- _BRIEF_: In the listing that follows, locate the line containing "PR #5007, opened 2024-02-06" and the line containing "A [temporary](https://xkcd.com/2730/) hack". Retype exactly those two lines and every line between them, and nothing more.

(SUPPLIED RECORDS begins)

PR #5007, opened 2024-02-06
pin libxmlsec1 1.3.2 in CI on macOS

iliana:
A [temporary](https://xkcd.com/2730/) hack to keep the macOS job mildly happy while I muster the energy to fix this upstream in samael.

(SUPPLIED RECORDS ends)
(SUPPLIED RECORDS begins)

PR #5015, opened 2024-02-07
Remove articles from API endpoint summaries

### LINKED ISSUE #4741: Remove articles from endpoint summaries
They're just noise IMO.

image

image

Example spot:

(SUPPLIED RECORDS ends)

- _SOLUTION TO THIS PROBLEM_:
PR #5007, opened 2024-02-06
pin libxmlsec1 1.3.2 in CI on macOS

iliana:
A [temporary](https://xkcd.com/2730/) hack to keep the macOS job mildly happy while I muster the energy to fix this upstream in samael.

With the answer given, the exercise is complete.